On 7/22/2025 7:09 PM, Dmitry Baryshkov wrote:
> On Sun, Jul 20, 2025 at 05:46:08PM +0530, Akhil P Oommen wrote:
>> There are some special registers which are accessible even when GX power
>> domain is collapsed during an IFPC sleep. Accessing these registers
>> wakes up GPU from power collapse and allow programming these registers
>> without additional handshake with GMU. This patch adds support for this
>> special register write sequence.
>>
>> Signed-off-by: Akhil P Oommen <akhi...@oss.qualcomm.com>
>> ---
>>  drivers/gpu/drm/msm/adreno/a6xx_gpu.c     | 63 
>> ++++++++++++++++++++++++++++++-
>>  drivers/gpu/drm/msm/adreno/a6xx_gpu.h     |  1 +
>>  drivers/gpu/drm/msm/adreno/a6xx_preempt.c | 20 +++++-----
>>  3 files changed, 73 insertions(+), 11 deletions(-)
>>
>> diff --git a/drivers/gpu/drm/msm/adreno/a6xx_gpu.c 
>> b/drivers/gpu/drm/msm/adreno/a6xx_gpu.c
>> index 
>> 491fde0083a202bec7c6b3bca88d0e5a717a6560..8c004fc3abd2896d467a9728b34e99e4ed944dc4
>>  100644
>> --- a/drivers/gpu/drm/msm/adreno/a6xx_gpu.c
>> +++ b/drivers/gpu/drm/msm/adreno/a6xx_gpu.c
>> @@ -16,6 +16,67 @@
>>  
>>  #define GPU_PAS_ID 13
>>  
>> +static bool fence_status_check(struct msm_gpu *gpu, u32 offset, u32 value, 
>> u32 status, u32 mask)
>> +{
>> +    /* Success if !writedropped0/1 */>> +   if (!(status & mask))
>> +            return true;
>> +
>> +    udelay(10);
> 
> Why do we need udelay() here? Why can't we use interval setting inside
> gmu_poll_timeout()?

Then the delay won't be at the right place when we use gmu_poll_timeout.
We need the below sequence:
1. reg write
2. check for status
        2.1 Done if success
3. wait
4. reg write again
5. goto 2

Another option is to avoid gmu_poll_timeout and just open code the loop
here.

> 
>> +
>> +    /* Try to update fenced register again */
>> +    gpu_write(gpu, offset, value);
>> +    return false;
>> +}
>> +
>> +static int fenced_write(struct a6xx_gpu *a6xx_gpu, u32 offset, u32 value, 
>> u32 mask)
>> +{
>> +    struct adreno_gpu *adreno_gpu = &a6xx_gpu->base;
>> +    struct msm_gpu *gpu = &adreno_gpu->base;
>> +    struct a6xx_gmu *gmu = &a6xx_gpu->gmu;
>> +    u32 status;
>> +
>> +    gpu_write(gpu, offset, value);
>> +
>> +    /* Nothing else to be done in the case of no-GMU */
>> +    if (adreno_has_gmu_wrapper(adreno_gpu))
>> +            return 0;
>> +

I think we should add an mb() here like downstream just to be cautious.

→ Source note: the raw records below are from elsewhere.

Issue #196, opened 2019-06-16
Make positional selectors/at stricter by default, provide lazy versions


arybczak:
Currently `_1`, `_2` etc. for tuples use irrefutable patterns and there are `_1'`, `_2'` variations for stricter version. I'd argue that unless you do something convoluted, you don't really need such amount of laziness.

Also, these lazy variants seem to be causing space leaks (as per https://github.com/ekmett/lens/issues/83#issuecomment-71064038).

Same thing happens with `at` (https://github.com/ekmett/lens/issues/574)

I think it's better to have these stricter and provide lazy versions for these who need them.

Also, recognizing things which are too strict is immediate (you get either a loop or thrown exception), but that doesn't hold true for space leaks.

I think we want `_1` and `at` strict and to have `_1L` and `atL` variants for lazy versions (naming up to discussion).

arybczak:
The problem that popped up is that while it's possible to strictify lazy versions, it's not possible to "lazify" strict versions. I'd therefore opt for leaving positional selectors as-is. I'm not sure what to do with `at` though. @adamgundry what do you think?

adamgundry:
I don't understand the problem. Why wouldn't we define both the lazy and strict versions?

Ideally I think we'd have both strict and lazy versions of `at` for any instance of `At`. I'm not sure if that needs both methods in the class though, or if we can have the lazy one as a class method and derive the strict one?

arybczak:
> I don't understand the problem. Why wouldn't we define both the lazy and strict versions?

There is no problem per se, it's just a ton of instances (I'm talking about positional selectors, not `at`).

`at` problem is solved in #211, but I'm still not sure about making stricter versions the default - it does go against all the conventions...

I'm leaning towards just leaving it as is.

adamgundry:
I don't feel really strongly either way about strict-by-default, so leaving the default alone is okay with me.

On a somewhat related note, I notice that the haddocks for `generateLazyPatterns` say this:
> When using lazy optics the strict optic can be recovered by composing with $!:
> ```
> strictOptic = ($!) . lazyOptic
> ```
This is of course false in `optics`, though it (apparently) holds in `lens`. Should we offer such a combinator? Or just delete the comment?

arybczak:
Oh, interesting. I tried to make an `Iso` that would be equivalent to this, but I don't think it's possible with `Iso`.

However, if you wrap ($!) in `lensVL`, then I it should work. Yes, we should include that.

PR #214, opened 2019-07-03
Add equality'

arybczak:
For https://github.com/well-typed/optics/issues/196#issuecomment-508238418


optics-core/src/Optics/Lens.hs
```diff
@@ -174,6 +175,17 @@ withLensVL o k = k (toLensVL o)
 ----------------------------------------
 -- Lenses
 
+-- | Strict version of 'equality'.
```
adamgundry: To make the Haddock link work:
```suggestion
-- | Strict version of 'Optics.Iso.equality'.
```

PR #218, opened 2019-07-08
Make construction from VL optics more visible

arybczak:
If `*VL` functions are not in the `Introduction` section, but at the end in the `van Laarhoven` section, people will have hard time discovering them, so I moved them up.

### DIFF
--- a/optics-core/src/Optics/AffineTraversal.hs
+++ b/optics-core/src/Optics/AffineTraversal.hs
@@ -16,6 +16,7 @@ module Optics.AffineTraversal
 
   -- * Introduction
   , atraversal
+  , atraversalVL
 
   -- * Elimination
   -- | An 'AffineTraversal' is a 'Optics.Setter.Setter', therefore you can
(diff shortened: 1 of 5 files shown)


adamgundry:
Hmm, I've wondered about this before, but I'm not entirely sure about this arrangement. I see what you mean about discoverability, but on the other hand it's a bit odd to have the "canonical" introduction forms include these functions without any reference in the elimination/computation/well-formedness sections. It is also a shame not to have the `*VL` introduction form as part of the `van Laarhoven` section.

Perhaps we could restore the previous position, but include a comment higher up the module as a forward pointer? For example the lens introduction section could include a comment saying something like "You can construct a `Lens` from the van Laarhoven representation using `lensVL`." We could possibly do something similar for the elimination forms.

It would also be good to point to `optics-vl` from the pages for prisms/isos, which we can do in the same way, albeit without nice Haddock links.

arybczak:
I've made #220 for this :+1:

PR #222, opened 2019-08-14
Build optics-core with GHCJS

phadej:


.travis.yml
```diff
@@ -137,64 +163,80 @@ install:
...
-  - (cd optics-extra-* && ${CABAL} -vnormal check)
-  - (cd optics-sop-* && ${CABAL} -vnormal check)
-  - (cd optics-th-* && ${CABAL} -vnormal check)
-  - (cd optics-vl-* && ${CABAL} -vnormal check)
-  - (cd generic-optics-* && ${CABAL} -vnormal check)
-  - (cd template-haskell-optics-* && ${CABAL} -vnormal check)
-  - (cd metametapost-* && ${CABAL} -vnormal check)
+  - if ! $GHCJS && [ $HCNUMVER -lt 80802 ] ; then (cd ${PKGDIR_optics} && ${CABAL} -vnormal check) ; fi
+  - (cd ${PKGDIR_optics_core} && ${CABAL} -vnormal check)
+  - if ! $GHCJS && [ $HCNUMVER -lt 80802 ] ; then (cd ${PKGDIR_optics_extra} && ${CABAL} -vnormal check) ; fi
```
phadej: hmm. let me fix this uglyness.

we don't need upper bound, as we don't test with GHC HEAD, should we?

arybczak: Compilation with 8.8.1 used to work: https://travis-ci.org/well-typed/optics/builds/565907397

phadej:
8.8.1 is green now.

.travis.yml
```diff
@@ -137,64 +161,79 @@ install:
...
+  - ${CABAL} v2-build $WITHCOMPILER --disable-tests --disable-benchmarks all | color_cabal_output
   # Building with tests and benchmarks...
   # build & run tests, build benchmarks
-  - ${CABAL} v2-build -w ${HC} ${TEST} ${BENCH} all | color_cabal_output
+  - ${CABAL} v2-build $WITHCOMPILER ${TEST} ${BENCH} all | color_cabal_output
   # Testing...
-  - ${CABAL} v2-test -w ${HC} ${TEST} ${BENCH} all | color_cabal_output
+  - if ! $GHCJS ; then ${CABAL} v2-test $WITHCOMPILER ${TEST} ${BENCH} all | color_cabal_output ; fi
   # Doctest...
-  - "doctest --fast $(find */src  -name '*.hs' ! -path 'template-haskell-optics*/*') -XBangPatterns -XDefaultSignatures -XFlexibleContexts -XFlexibleInstances -XFunctionalDependencies -XDeriveFunctor -XGADTs -XLambdaCase -XMultiParamTypeClasses -XRankNTypes -XScopedTypeVariables -XTupleSections -XTypeFamilies -XTypeOperators -XDataKinds -XTypeApplications -XInstanceSigs"
```
arybczak: Why not test everything in one go?

phadej: I really don't see a good reason to do it in one go. I doubt it would be noticeably faster, e.g.

I.e. I see it as a very good thing, that we can `doctest` each package in separation.

.travis.yml
```diff
@@ -40,15 +41,36 @@ matrix:
...
+  allow_failures:
+    - compiler: ghc-8.8.1
 before_install:
+  - |
+    if [ "$TRAVIS_OS_NAME" = "linux" ]; then
+      sudo add-apt-repository -y ppa:hvr/ghcjs;
+      curl -s https://deb.nodesource.com/gpgkey/nodesource.gpg.key | sudo apt-key add -
+      sudo apt-add-repository 'https://deb.nodesource.com/node_8.x xenial main'
+      sudo apt-get update;
+      sudo apt-get install $CC cabal-install-3.0 nodejs;
```
adamgundry: Shouldn't some of this be conditional on `$GHCJS`? It seems to be with the latest `haskell-ci`.

.travis.yml
```diff
@@ -40,15 +41,36 @@ matrix:
       addons: {"apt":{"sources":["hvr-ghc"],"packages":["ghc-8.2.2","cabal-install-2.4"]}}
     - compiler: ghc-8.0.2
       addons: {"apt":{"sources":["hvr-ghc"],"packages":["ghc-8.0.2","cabal-install-2.4"]}}
+  allow_failures:
+    - compiler: ghc-8.8.1
```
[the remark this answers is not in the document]
phadej:
```
% cabal new-build -w ghc-8.8.1 all
Resolving dependencies...
cabal: Could not resolve dependencies:
[__0] trying: generic-optics-0.1 (user goal)
[__1] trying: profunctors-5.4 (dependency of generic-optics)
[__2] trying: tagged-0.8.6 (dependency of profunctors)
[__3] trying: template-haskell-2.15.0.0/installed-2.1... (dependency of
tagged)
[__4] trying: base-4.13.0.0/installed-4.1... (dependency of generic-optics)
[__5] trying: metametapost-0.1 (user goal)
[__6] next goal: generics-sop (dependency of metametapost)
[__6] rejecting: generics-sop-0.5.0.0, generics-sop-0.4.0.1,
generics-sop-0.3.2.0 (conflict: template-haskell==2.15.0.0/installed-2.1...,
generics-sop => template-haskell>=2.8 && <2.15)
...
[__6] fail (backjumping, conflict set: base, generics-sop, metametapost,
template-haskell)
After searching the rest of the dependency tree exhaustively, these were the
goals I've had most trouble fulfilling: template-haskell, tagged, base,
profunctors, generics-sop, generic-optics, metametapost
```

I.e. without relaxing bounds (and possibly `head.hackage`), full optics suite cannot be built.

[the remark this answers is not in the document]
phadej: that to say: if one tests with extensive `--allow-newer` and/or head.hackage patches, it's testing against unreleased or unsupported configurations. And in fact, it does fail randomly.

.travis.yml
phadej: Yes. Fixed.

.travis.yml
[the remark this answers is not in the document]
adamgundry: Okay, I guess we might indeed end up with false failures; it would just be a shame if we accidentally broke 8.8 support ourselves. But I guess that is relatively unlikely, at least in the short term, and we can revisit this when the ecosystem has caught up a bit.

.travis.yml
arybczak: Sounds good. I have no opinion about it anyway, was just curious about the reasoning :+1:

arybczak:
Thanks for the PR. Is it good to merge it now?

arybczak:
Also, what subpackages don't compile with GHCJS (as you're testing only optics-core)?

adamgundry:
Let's just merge this; we can always investigate GHCJS support of other subpackages later.

PR #475, opened 2022-12-28
Restrict over', iover', and set' to traversals

### LINKED ISSUE #473: over' and iover' pretend to work with incompatible optics
```
ghci> length $ over' mapped id [undefined, undefined]
2
```

Oops. I'm currently working on adding `over'`, `iover'`, and relatives to `lens`. The choice I've made over there is *not* to add a `Settable Solo` instance, to avoid this very problem. I don't know how these optics work, but the uses of `unwrapIdentity'` in the `Mapping (Star Identity')` and `Mapping (IxStar Identity')` instances look really fishy. What goes wrong if those instances are removed, and `over'` and `iover'` are declared to need traversals rather than setters?

Additional surprising uses:

`failover'` and `ifailover'` both do things like

```haskell
if visited
  then Just (unwrapIdentity' t)
  else Nothing
```

Should those be like this?

```haskell
if | visited
   , Identity' () v <- t
   -> Just v
   | otherwise
   -> Nothing
```

or (using `Solo`)

```haskell
if | visited
   , Solo v <- t
   = Just v
   | otherwise
   = Nothing
```

----

While you're in the ballpark, `Identity'` is quite an awkward type, and there's really no need for such complication.

```haskell
Identity'  ~=  Solo -- Best Solo source is OneTuple, which handles all the compat mess
unwrapIdentity' ~= getSolo
wrapIdentity' ~= (Solo $!)
```

treeowl:
* `over'`, `iover'`, `set'`, and associated operators previously
  accepted setters. However, it's impossible to actually modify strictly
  through a setter; a traversal is needed for that. Restrict the types
  to require `A_Traversal`, and remove the associated (technically
  correct but deceptive) `Mapping` instances.

* Document the strictness behavior of `set'`.

* The internal `Identity'` type was non-standard and overly complicated.
   The `Solo` type, now in `base`, is operationally identical and simpler to
  deal with. Use that instead.

* Remove some surprisingly lazy matches on `Identity'`/`Solo`.

Fixes #473

### DIFF
--- a/optics-core/optics-core.cabal
+++ b/optics-core/optics-core.cabal
@@ -77,6 +77,7 @@ library
                , indexed-profunctors    >= 0.1        && <0.2
                , transformers           >= 0.5        && <0.7
                , indexed-traversable    >= 0.1        && <0.2
+               , OneTuple               >= 0.3        && <0.4
 
   exposed-modules: Optics.Core
 
--- a/optics-core/src/Optics/Setter.hs
+++ b/optics-core/src/Optics/Setter.hs
@@ -63,10 +63,10 @@ module Optics.Setter
   ) where
 
 import Data.Profunctor.Indexed
+import Data.Tuple.Solo (Solo (..), getSolo)
 
 import Optics.Internal.Optic
 import Optics.Internal.Setter
-import Optics.Internal.Utils
 
 -- | Type synonym for a type-modifying setter.
 type Setter s t a b = Optic A_Setter NoIx s t a b
@@ -102,13 +102,27 @@ over o = \f -> runFunArrow $ getOptic (castOptic @A_Setter o) (FunArrow f)
 -- 'over' is used, because the first coordinate of a pair is never forced.
 --
 over'
-  :: Is k A_Setter
+  :: Is k A_Traversal
   => Optic k is s t a b
   -> (a -> b) -> s -> t
+-- See [Note: Solo wrapping]
 over' o = \f ->
-  let star = getOptic (castOptic @A_Setter o) $ Star (wrapSolo' . f)
+  let star = getOptic (castOptic @A_Traversal o) $ Star ((Solo $!) . f)
   in getSolo . runStar star
 {-# INLINE over' #-}
+
+-- Note: Solo wrapping
+--
+-- We use Solo for strict application of (indexed) setters.
+--
+-- Credit for this idea goes to Eric Mertens; see
+-- <https://github.com/glguy/irc-core/commit/2d5fc45b05f1>.
+--
+-- Using Solo rather than Identity allows us, when applying a traversal to a
+-- structure, to evaluate only the parts that we modify. If an optic focuses on
+-- multiple targets, the Applicative instance of Solo (combined with applying
+-- the Solo data constructor strictly) makes sure that we force evaluation of
+-- all of them, but we leave anything else alone.
 
 -- | Apply a setter.
 --
@@ -128,10 +142,11 @@ set o = over o . const
 
 -- | Apply a setter, strictly.
 --
--- TODO DOC: what exactly is the strictness property?
---
+-- The new value will be forced if and only if the optic traverses at
+-- least one target. If forcing the new value is inexpensive, then it
+-- is cheaper to do so manually and use 'set'.
 set'
-  :: Is k A_Setter
+  :: Is k A_Traversal
   => Optic k is s t a b
   -> b -> s -> t
 set' o = over' o . const
--- a/optics-core/src/Optics/Setter.hs
+++ b/optics-core/src/Optics/Setter.hs
@@ -106,8 +106,8 @@ over'
   => Optic k is s t a b
   -> (a -> b) -> s -> t
 over' o = \f ->
-  let star = getOptic (castOptic @A_Setter o) $ Star (wrapIdentity' . f)
-  in unwrapIdentity' . runStar star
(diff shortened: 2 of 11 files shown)


treeowl:
I think it would be rather nice to add the `strictly` combinator I've [proposed for `lens`](https://github.com/ekmett/lens/pull/1017), but it would probably take me a bit to learn enough about how this package works to be able to do that myself.

optics-core/src/Optics/Setter.hs
```diff
@@ -102,14 +102,28 @@ over o = \f -> runFunArrow $ getOptic (castOptic @A_Setter o) (FunArrow f)
...
-  :: Is k A_Setter
+  :: Is k A_Traversal
   => Optic k is s t a b
   -> (a -> b) -> s -> t
+-- See [Note: Solo wrapping]
 over' o = \f ->
-  let star = getOptic (castOptic @A_Setter o) $ Star (wrapIdentity' . f)
-  in unwrapIdentity' . runStar star
+  let star = getOptic (castOptic @A_Traversal o) $ Star ((Solo $!) . f)
+  in getSolo . runStar star
```
adamgundry, line 111: Should we move `set'` and `over'` to `Optics.Traversal` instead?

optics-core/optics-core.cabal
```diff
@@ -77,6 +77,7 @@ library
                , indexed-profunctors    >= 0.1        && <0.2
                , transformers           >= 0.5        && <0.7
                , indexed-traversable    >= 0.1        && <0.2
+               , OneTuple               >= 0.3        && <0.4
```
adamgundry, line 80: This looks like it might pull in quite a few extra dependencies to `optics-core`. Is that right, and can we avoid it?

optics-core/src/Optics/Setter.hs
```diff
@@ -128,10 +142,11 @@ set o = over o . const
 
 -- | Apply a setter, strictly.
 --
--- TODO DOC: what exactly is the strictness property?
---
+-- The new value will be forced if and only if the optic traverses at
+-- least one target. If forcing the new value is inexpensive, then it
+-- is cheaper to do so manually and use 'set'.
```
adamgundry, line 147: I wonder if we could easily test this, since we didn't before and apparently didn't get it right...

optics-core/src/Optics/Setter.hs
```diff
@@ -102,14 +102,28 @@ over o = \f -> runFunArrow $ getOptic (castOptic @A_Setter o) (FunArrow f)
 -- 'over' is used, because the first coordinate of a pair is never forced.
 --
 over'
```
adamgundry, line 104: The haddocks above here have another "TODO DOC" it would be great to nail along with this.

adamgundry (commented):
Thanks very much for contributing @treeowl! Sorry for the lag in responding. I'm not extremely familiar with the strictness stuff here, but the general idea seems plausible to me.

@arybczak would you be able to take a look, as you are probably more familiar with the relevant code?

optics-core/optics-core.cabal
adamgundry: Actually, perhaps this is true only for older GHC versions?

treeowl: It looks to me like the package is quite careful to avoid excessive dependencies when possible.

optics-core/src/Optics/Setter.hs
treeowl: I'm not sure what the intention is here. I'm just documenting what it actually does.

optics-core/src/Optics/Setter.hs
treeowl: They would be a better fit, probably; I was just trying to avoid breaking things unnecessarily.

optics-core/src/Optics/Setter.hs
treeowl: Or were you referring to testing strictness generally? `containers` does some of that; I haven't checked if there's traversal strictness testing, but if so that could be copied maybe.

optics-core/src/Optics/Setter.hs
treeowl: The intuition is that each target result is forced before producing the full result. More precisely, I believe

```haskell
over' p f xs = forceElements res `seq` res
  where
    forceElements = foldlOf' p (\_ !_ -> ()) ()
    res = over p f xs
```

optics-core/optics-core.cabal
arybczak: For psychological reasons I'd prefer us to not include this dependency.

The cost of not doing so is irrelevant - Solo can be copy pasted where `Identity'` was along with its Applicative instance.

treeowl: @arybczak Psychological reasons? Why put the compat code here when someone else has already written it there?

arybczak: > Psychological reasons? 

Yes, people don't like a lot of deps in "core" packages. Whether it's rational or not is irrelevant.

treeowl: Okay ... I'll copy whatever's needed over.

optics-core/src/Optics/Setter.hs
treeowl: That "law" only works with a non-type-changing traversal, but I think it's a good way to express the concept.

arybczak:
Superseded by #553.

PR #480, opened 2023-02-20
Add GHC-9.6.1 CI job

phadej:


phadej:
@adamgundry do you know what

```
src/Optics/SOP.hs:76:35: error: [GHC-18872]
    • Couldn't match representation of type: Optic
                                               A_Prism
                                               NoIx
                                               (NS (NP I) (x : xs))
                                               (NS (NP I) (x : xs))
                                               (NP I a6)
                                               (NP I a6)
                               with that of: Optic
                                               m0 ks0 (NS f1 (x1 : xs1)) (NS f1 (x1 : ys0)) a1 b0
```

might be related to?

adamgundry:
I haven't looked closely, but there have been some similar-smelling GHC issues recently: https://gitlab.haskell.org/ghc/ghc/-/issues/22924

Looks like it will be worth trying again with the RC.

phadej:
I tried with a GHC built from `ghc-9.6` branch yesterday, and the coercing works!

There's one test failing locally:

```
     traverseOf_ itraversed = traverseOf_ folded:                                   FAIL
        tests/Optics/Tests/Utils.hs:68:
        tests/Optics/Tests/Core.hs:99:21: lhs14 ==~ rhs14 passed.
        Use -p '/traverseOf_ itraversed = traverseOf_ folded/' to rerun this test only.
```

That test is expected to fail with GHC-9.2 and GHC-9.4, but seems to work again with GHC-9.6!

PR #481, opened 2023-02-21
Fix `Optics.Review.review` link in docs for `Optics.Iso` module

skykanin:
`Optics.Iso` documentation linked to `Optics.Getter.review` which doesn't exist, instead of `Optics.Review.review`.


arybczak:
Thanks!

>> +    if (!gmu_poll_timeout(gmu, REG_A6XX_GMU_AHB_FENCE_STATUS, status,
>> +                    fence_status_check(gpu, offset, value, status, mask), 
>> 0, 1000))
>> +            return 0;
>> +
>> +    dev_err_ratelimited(gmu->dev, "delay in fenced register write (0x%x)\n",
>> +                    offset);
>> +
>> +    /* Try again for another 1ms before failing */
>> +    gpu_write(gpu, offset, value);
>> +    if (!gmu_poll_timeout(gmu, REG_A6XX_GMU_AHB_FENCE_STATUS, status,
>> +                    fence_status_check(gpu, offset, value, status, mask), 
>> 0, 1000))
>> +            return 0;
>> +
>> +    dev_err_ratelimited(gmu->dev, "fenced register write (0x%x) fail\n",
>> +                    offset);
>> +
>> +    return -ETIMEDOUT;
>> +}
>> +
>> +int a6xx_fenced_write(struct a6xx_gpu *a6xx_gpu, u32 offset, u64 value, u32 
>> mask, bool is_64b)
>> +{
>> +    int ret;
>> +
>> +    ret = fenced_write(a6xx_gpu, offset, lower_32_bits(value), mask);
>> +    if (ret)
>> +            return ret;
>> +
>> +    if (!is_64b)
>> +            return 0;
>> +
>> +    ret = fenced_write(a6xx_gpu, offset + 1, upper_32_bits(value), mask);
> 
> no need for a separate ret assignment.

Ack

> 
>> +
>> +    return ret;
>> +}
>> +
>>  static inline bool _a6xx_check_idle(struct msm_gpu *gpu)
>>  {
>>      struct adreno_gpu *adreno_gpu = to_adreno_gpu(gpu);
>> @@ -86,7 +147,7 @@ static void a6xx_flush(struct msm_gpu *gpu, struct 
>> msm_ringbuffer *ring)
>>      /* Update HW if this is the current ring and we are not in preempt*/
>>      if (!a6xx_in_preempt(a6xx_gpu)) {
>>              if (a6xx_gpu->cur_ring == ring)
>> -                    gpu_write(gpu, REG_A6XX_CP_RB_WPTR, wptr);
>> +                    a6xx_fenced_write(a6xx_gpu, REG_A6XX_CP_RB_WPTR, wptr, 
>> BIT(0), false);
> 
> I can't stop but notice that we don't handle a6xx_fenced_write() errors.
> Is it fine? Or will it result in some sort of crash / reset?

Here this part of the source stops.